> [About this task]
Gather every line from the entries below that includes "being".

Stored data
══════

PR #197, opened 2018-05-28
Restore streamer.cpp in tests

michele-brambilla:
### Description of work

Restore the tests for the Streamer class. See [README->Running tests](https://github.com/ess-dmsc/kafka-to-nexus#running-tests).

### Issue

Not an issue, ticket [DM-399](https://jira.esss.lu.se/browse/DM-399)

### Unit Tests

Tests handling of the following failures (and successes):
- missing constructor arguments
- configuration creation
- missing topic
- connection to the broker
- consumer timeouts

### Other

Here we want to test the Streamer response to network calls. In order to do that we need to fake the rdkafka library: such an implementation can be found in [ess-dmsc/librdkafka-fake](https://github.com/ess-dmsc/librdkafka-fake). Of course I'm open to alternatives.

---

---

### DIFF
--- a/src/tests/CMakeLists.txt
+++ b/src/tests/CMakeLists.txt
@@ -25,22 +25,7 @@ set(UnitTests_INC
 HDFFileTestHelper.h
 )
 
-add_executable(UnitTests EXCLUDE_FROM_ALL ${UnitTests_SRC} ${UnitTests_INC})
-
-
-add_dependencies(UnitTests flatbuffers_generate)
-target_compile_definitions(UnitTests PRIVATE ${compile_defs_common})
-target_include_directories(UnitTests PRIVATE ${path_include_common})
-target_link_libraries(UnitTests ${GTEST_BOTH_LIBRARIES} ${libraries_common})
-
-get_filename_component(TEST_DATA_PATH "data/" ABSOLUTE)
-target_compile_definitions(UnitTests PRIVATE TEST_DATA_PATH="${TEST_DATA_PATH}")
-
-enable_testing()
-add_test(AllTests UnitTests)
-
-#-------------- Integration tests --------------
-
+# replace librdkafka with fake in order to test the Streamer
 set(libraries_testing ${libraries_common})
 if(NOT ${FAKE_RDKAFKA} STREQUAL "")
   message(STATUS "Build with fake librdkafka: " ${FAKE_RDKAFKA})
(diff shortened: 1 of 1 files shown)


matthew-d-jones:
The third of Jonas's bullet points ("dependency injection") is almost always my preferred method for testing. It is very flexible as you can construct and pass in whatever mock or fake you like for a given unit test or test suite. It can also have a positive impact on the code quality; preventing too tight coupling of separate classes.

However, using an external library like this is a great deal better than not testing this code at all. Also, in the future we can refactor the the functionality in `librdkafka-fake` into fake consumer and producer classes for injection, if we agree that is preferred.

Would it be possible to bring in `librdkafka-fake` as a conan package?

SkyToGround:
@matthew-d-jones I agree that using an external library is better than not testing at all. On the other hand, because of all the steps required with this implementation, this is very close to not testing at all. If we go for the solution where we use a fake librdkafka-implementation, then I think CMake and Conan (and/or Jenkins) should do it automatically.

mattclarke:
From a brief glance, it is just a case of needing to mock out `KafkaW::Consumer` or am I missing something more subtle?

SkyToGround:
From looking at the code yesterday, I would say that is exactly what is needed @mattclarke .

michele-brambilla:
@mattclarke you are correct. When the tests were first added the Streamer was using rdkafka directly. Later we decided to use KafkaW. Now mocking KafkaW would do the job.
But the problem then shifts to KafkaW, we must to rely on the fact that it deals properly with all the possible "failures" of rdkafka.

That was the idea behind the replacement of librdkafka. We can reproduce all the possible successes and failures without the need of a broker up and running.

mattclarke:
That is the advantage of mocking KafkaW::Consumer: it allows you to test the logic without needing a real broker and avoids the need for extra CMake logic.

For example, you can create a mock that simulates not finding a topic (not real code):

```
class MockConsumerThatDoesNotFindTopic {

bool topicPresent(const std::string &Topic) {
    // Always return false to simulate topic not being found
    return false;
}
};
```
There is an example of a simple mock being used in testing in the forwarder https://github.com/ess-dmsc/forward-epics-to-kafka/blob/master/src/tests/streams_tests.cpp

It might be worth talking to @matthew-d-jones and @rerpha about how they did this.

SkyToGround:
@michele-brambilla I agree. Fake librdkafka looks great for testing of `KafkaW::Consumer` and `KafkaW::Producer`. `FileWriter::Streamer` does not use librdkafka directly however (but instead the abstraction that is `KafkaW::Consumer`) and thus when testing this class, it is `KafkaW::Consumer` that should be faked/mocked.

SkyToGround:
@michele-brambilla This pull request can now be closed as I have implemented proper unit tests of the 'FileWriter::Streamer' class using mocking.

══════

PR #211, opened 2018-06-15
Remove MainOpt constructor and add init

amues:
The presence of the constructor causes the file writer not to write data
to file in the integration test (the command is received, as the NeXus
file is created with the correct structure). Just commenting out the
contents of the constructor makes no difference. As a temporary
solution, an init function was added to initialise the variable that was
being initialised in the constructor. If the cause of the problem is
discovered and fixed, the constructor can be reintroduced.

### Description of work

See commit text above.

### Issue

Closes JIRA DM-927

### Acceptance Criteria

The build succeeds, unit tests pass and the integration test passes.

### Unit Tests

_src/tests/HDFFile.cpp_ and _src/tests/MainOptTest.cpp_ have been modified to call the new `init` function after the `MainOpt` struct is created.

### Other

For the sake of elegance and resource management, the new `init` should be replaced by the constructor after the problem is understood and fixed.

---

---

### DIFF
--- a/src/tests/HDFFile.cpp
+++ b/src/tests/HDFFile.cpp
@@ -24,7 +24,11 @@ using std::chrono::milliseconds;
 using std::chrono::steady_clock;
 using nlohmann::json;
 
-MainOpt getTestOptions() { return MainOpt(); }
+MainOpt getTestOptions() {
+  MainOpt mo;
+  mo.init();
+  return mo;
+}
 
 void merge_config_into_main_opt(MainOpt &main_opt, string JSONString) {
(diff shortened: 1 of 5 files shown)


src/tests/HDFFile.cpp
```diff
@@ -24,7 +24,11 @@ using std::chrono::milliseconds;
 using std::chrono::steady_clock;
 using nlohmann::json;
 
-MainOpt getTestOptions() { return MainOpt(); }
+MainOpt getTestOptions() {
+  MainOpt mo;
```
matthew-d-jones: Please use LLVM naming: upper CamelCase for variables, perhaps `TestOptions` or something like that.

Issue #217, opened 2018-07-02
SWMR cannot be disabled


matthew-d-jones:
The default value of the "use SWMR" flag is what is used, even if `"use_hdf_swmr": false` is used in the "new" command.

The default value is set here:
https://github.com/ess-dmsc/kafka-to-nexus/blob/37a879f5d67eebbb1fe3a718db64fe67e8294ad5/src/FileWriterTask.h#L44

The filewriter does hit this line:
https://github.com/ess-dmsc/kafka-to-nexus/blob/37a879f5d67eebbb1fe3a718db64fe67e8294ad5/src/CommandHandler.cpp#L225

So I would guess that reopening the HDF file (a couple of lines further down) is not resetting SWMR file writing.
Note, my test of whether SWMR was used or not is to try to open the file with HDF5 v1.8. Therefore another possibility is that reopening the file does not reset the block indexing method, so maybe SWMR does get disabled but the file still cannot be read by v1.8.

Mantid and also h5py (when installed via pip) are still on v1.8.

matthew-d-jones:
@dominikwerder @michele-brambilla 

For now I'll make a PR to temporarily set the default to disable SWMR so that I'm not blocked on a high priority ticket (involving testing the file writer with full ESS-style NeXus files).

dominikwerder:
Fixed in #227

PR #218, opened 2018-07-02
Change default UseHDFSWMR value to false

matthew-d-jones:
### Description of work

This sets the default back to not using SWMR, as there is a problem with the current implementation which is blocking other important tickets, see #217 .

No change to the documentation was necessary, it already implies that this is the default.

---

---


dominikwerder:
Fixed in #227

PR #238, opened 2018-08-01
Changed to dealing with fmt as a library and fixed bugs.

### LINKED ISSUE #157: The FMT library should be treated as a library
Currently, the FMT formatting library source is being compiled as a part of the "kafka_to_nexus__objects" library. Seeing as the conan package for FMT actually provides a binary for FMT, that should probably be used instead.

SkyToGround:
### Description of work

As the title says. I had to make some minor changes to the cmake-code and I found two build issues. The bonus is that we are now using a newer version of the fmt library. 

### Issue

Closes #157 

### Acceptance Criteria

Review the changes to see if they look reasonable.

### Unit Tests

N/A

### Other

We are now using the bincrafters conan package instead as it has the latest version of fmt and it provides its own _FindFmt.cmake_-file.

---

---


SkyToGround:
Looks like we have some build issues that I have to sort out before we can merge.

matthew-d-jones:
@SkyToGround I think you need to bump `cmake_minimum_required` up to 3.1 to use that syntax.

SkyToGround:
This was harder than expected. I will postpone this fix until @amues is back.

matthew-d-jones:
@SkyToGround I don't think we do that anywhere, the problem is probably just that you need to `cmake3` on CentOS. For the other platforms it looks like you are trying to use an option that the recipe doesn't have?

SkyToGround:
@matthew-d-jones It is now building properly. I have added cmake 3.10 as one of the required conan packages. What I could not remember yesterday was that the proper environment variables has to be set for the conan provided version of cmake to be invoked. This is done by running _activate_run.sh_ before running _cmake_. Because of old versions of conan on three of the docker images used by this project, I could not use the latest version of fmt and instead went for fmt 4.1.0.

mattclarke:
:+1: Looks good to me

══════

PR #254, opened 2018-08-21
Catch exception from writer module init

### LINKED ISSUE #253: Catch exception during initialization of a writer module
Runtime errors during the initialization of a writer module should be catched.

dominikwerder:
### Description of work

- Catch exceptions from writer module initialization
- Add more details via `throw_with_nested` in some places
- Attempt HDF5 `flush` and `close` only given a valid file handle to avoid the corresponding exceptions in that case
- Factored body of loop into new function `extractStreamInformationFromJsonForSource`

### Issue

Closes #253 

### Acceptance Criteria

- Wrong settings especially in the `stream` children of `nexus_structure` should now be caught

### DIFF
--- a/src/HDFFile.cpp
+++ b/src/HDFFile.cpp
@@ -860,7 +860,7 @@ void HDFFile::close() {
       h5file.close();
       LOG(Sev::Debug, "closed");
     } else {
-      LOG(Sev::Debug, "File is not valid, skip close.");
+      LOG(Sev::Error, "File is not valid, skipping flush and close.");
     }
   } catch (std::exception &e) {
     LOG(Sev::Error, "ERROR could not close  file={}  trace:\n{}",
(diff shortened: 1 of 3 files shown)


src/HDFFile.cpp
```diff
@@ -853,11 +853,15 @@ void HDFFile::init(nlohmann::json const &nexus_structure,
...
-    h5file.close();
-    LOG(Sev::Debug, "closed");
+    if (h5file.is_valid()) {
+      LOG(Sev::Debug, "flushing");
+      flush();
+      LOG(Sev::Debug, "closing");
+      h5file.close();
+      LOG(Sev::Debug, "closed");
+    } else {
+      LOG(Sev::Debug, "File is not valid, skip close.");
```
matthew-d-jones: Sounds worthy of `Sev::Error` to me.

══════

> [Answer to the exercise]
    // Always return false to simulate topic not being found
There is an example of a simple mock being used in testing in the forwarder https://github.com/ess-dmsc/forward-epics-to-kafka/blob/master/src/tests/streams_tests.cpp
being initialised in the constructor. If the cause of the problem is
Currently, the FMT formatting library source is being compiled as a part of the "kafka_to_nexus__objects" library. Seeing as the conan package for FMT actually provides a binary for FMT, that should probably be used instead.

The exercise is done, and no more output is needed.